R icky Silver ist schon leicht angetrunken, als er im Brickyard, einer Bierkneipe im New Yorker Finanzdistrikt, auf einen Tisch klettert. Man macht sich für einen kleinen Augenblick Sorgen um den Bezirksvorsitzenden der Working Families Party. Doch bald hat er festen Stand gefunden und übertönt, Ärmel hochgekrempelt und Schweiß auf der Stirn, mit seiner durchdringenden Stimme mühelos die Musik aus der Jukebox.

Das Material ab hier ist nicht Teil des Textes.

PR #2567, opened 2020-09-24
Add subfire connector

d3m3vilurr:
Add new connector for [subfire](http://www.subfireplayer.net/)

### DIFF
--- a/src/connectors/subfire.js
+++ b/src/connectors/subfire.js
@@ -1,0 +1,26 @@
+'use strict';
+
+Connector.playerSelector = '#player-cover';
+
+Connector.getArtist = () => document.querySelector('input#artist').value;
+
+Connector.getTrack = () => document.querySelector('input#title').value;
+
+Connector.getAlbum = () => document.querySelector('input#album').value;
+
+Connector.playButtonSelector = '#player-cover #player-btn-playpause.ui-icon-play';
+
+Connector.trackArtSelector = '#player-cover img#coverart';
+
+// original selectors are `#duration-label .currentTime` and `#duration-label .endTime`
+// but these values are pretty unstable during loading time
+Connector.getCurrentTime = () => document.querySelector('#player').currentTime;
+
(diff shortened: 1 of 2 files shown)


alexesprit (changes requested):
Please don't use jQuery. It will be removed in the next major version.

src/connectors/subfire.js
```diff
@@ -0,0 +1,28 @@
+'use strict';
+
+$('#player').bind('playing pause timeupdate durationchange', Connector.onStateChanged);
```
alexesprit, line 3: Why do you use the `playerSelector` property and add listener for these events at the same time? Is there a certain purpose for doing this?

d3m3vilurr: a real player is `#player-cover`. `#player` is just hidden `audio` tag in the bottom of the html to play the song.
when I try to make first connector version, I got a problem that this player receives the loading/updating events from the `#player`, updating progress and duration value would be delayed.

player process could be, starting queue -> update current track -> update `audio` tag -> playing + receiving duration change events.

so I want to get the similar timing of the original actions.
could i have an another option for it?

alexesprit: I suppose adding an event listener for the `#player` element should be enough.

Assigning a value to the `playerSelector` property will make the extension to look for DOM changes of this element. I think it's redundant since we have the event listener set up. Or am I wrong?

Btw, how can I test the connector?

d3m3vilurr: I have been setuped [docker version of supysonic](https://github.com/glogiotatidis/supysonic-docker) into my own server
and I found some my mistakes (defined wrong method).
fixed review things; remove `$` and event handling of the `audio` tag.

and i also tested `playerSelector` to `audio#player`, it doesn't work, that this tag is always hidden and only changed the `src` value.

alexesprit (approved):
Thank you for the PR!

PR #2569, opened 2020-09-25
Add Idagio connector

yayuyokitano:
Adds a connector to app.idagio.com

Most of the shenanigans are to format scrobbles as best as possible

Example format (track-artist-album):
Concerto for Violin and Orchestra in D Major Op. 61: I. Allegro ma non troppo
Ludwig van Beethoven
Concerto for Violin and Orchestra (Valery Gergiev)

### DIFF
--- a/src/connectors/idagio.js
+++ b/src/connectors/idagio.js
@@ -10,24 +10,26 @@ Connector.playerSelector = '.player-PlayerBar__bar--2yos_';
 
 Connector.artistSelector = '.player-PlayerInfo__infoEl--2jhHY span:first-child';
 
-Connector.getTrack = () => getCurrentTrack();
+Connector.getTrack = getCurrentTrack;
 
-Connector.getAlbum = () => getCurrentSymphony();
+Connector.getAlbum = getCurrentSymphony;
 
 Connector.currentTimeSelector = '.player-PlayerProgress__progress--2F0qB>span';
 
 Connector.durationSelector = '.player-PlayerProgress__timeTotal--3aHlj span';
 
-Connector.isPlaying = () => document.querySelector(recordingInfoSelector).innerHTML !== 'Sponsor message' && document.querySelector(pauseButtonSelector).innerHTML === 'Pause';
+Connector.isPlaying = () => Util.getTextFromSelectors(pauseButtonSelector) === 'Pause';
+
+Connector.isScrobblingAllowed = () => Util.getTextFromSelectors(recordingInfoSelector) !== 'Sponsor message';
 
 function getCurrentTrack() {
-	if (document.querySelector(symphonySelector)) {
-		return `${document.querySelector(symphonySelector).innerText}: ${document.querySelector(movementSelector).innerText}`;
-	}
+	const symphony = Util.getTextFromSelectors(symphonySelector);
+	const movement = Util.getTextFromSelectors(movementSelector);
+	return `${symphony}: ${movement}`;
 }
 
 function getCurrentSymphony() {
-	if (document.querySelector(symphonySelector)) {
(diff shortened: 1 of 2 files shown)


src/connectors/idagio.js
```diff
@@ -0,0 +1,33 @@
...
+
+Connector.currentTimeSelector = '.player-PlayerProgress__progress--2F0qB>span';
+
+Connector.durationSelector = '.player-PlayerProgress__timeTotal--3aHlj span';
+
+Connector.isPlaying = () => document.querySelector(recordingInfoSelector).innerHTML !== 'Sponsor message' && document.querySelector(pauseButtonSelector).innerHTML === 'Pause';
+
+function getCurrentTrack() {
+	if (document.querySelector(symphonySelector)) {
+		return `${document.querySelector(symphonySelector).innerText}: ${document.querySelector(movementSelector).innerText}`;
```
alexesprit, line 25: Please avoid using long statements in the template literal, as it reduces readabiliy.

I would write this function to look like this:
```js
function getCurrentTrack() {
	const symphony = Util.getTextFromSelectors(symphonySelector);
	if (symphony) {
		const movement = Util.getTextFromSelectors(movementSelector);
		return `${symphony}: ${movement}`;
	}

	return null;
}
```

src/connectors/idagio.js
```diff
@@ -0,0 +1,33 @@
...
+	}
+}
```
alexesprit, line 27: Please use explicit return statement.

src/connectors/idagio.js
```diff
@@ -0,0 +1,33 @@
...
+
+Connector.getTrack = () => getCurrentTrack();
+
+Connector.getAlbum = () => getCurrentSymphony();
+
+Connector.currentTimeSelector = '.player-PlayerProgress__progress--2F0qB>span';
+
+Connector.durationSelector = '.player-PlayerProgress__timeTotal--3aHlj span';
+
+Connector.isPlaying = () => document.querySelector(recordingInfoSelector).innerHTML !== 'Sponsor message' && document.querySelector(pauseButtonSelector).innerHTML === 'Pause';
```
alexesprit, line 21: Skipping ads and sponsor messages should be done by using `Connector.isScrobblingAllowed` function.

By the way, is there a reason to use `innerHTML` here? If you want to get a text from an element, using `Util.getTextFromSelectors` is recommended.

src/connectors/idagio.js
```diff
@@ -0,0 +1,33 @@
...
+const recordingInfoSelector = '.player-PlayerInfo__recordingInfo--15VMv';
+const pauseButtonSelector = '.player-PlayerControls__btn--1r-vy:nth-child(2) .util-IconLabel__component--3Uitr span';
+
+Connector.playerSelector = '.player-PlayerBar__bar--2yos_';
+
+Connector.artistSelector = '.player-PlayerInfo__infoEl--2jhHY span:first-child';
+
+Connector.getTrack = () => getCurrentTrack();
+
+Connector.getAlbum = () => getCurrentSymphony();
```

„Ich glaube, so viel Freude wie in der vergangenen Woche haben wir in der linken Politik schon lange nicht mehr verspürt“, ruft er in den Raum und erntet ein lautes Johlen der Menge. An den Bänken ringsherum sitzen mehrere Dutzend Mitglieder der Partei, einer jener zahlreichen progressiven politischen Gruppen der Stadt, die mit unermüdlicher Freiwilligenarbeit in den vergangenen Monaten Zohran Mamdani zur Bürgermeisterkandidatur der Demokratischen Partei verholfen haben. „Und genau darum ging es uns in diesem Wahlkampf: um Freude, positives Denken, um Visionen“, sagt Ricky, Vorsteher der Manhattaner Gruppe der WFP und im Zivilberuf Lebensmittelvertreter.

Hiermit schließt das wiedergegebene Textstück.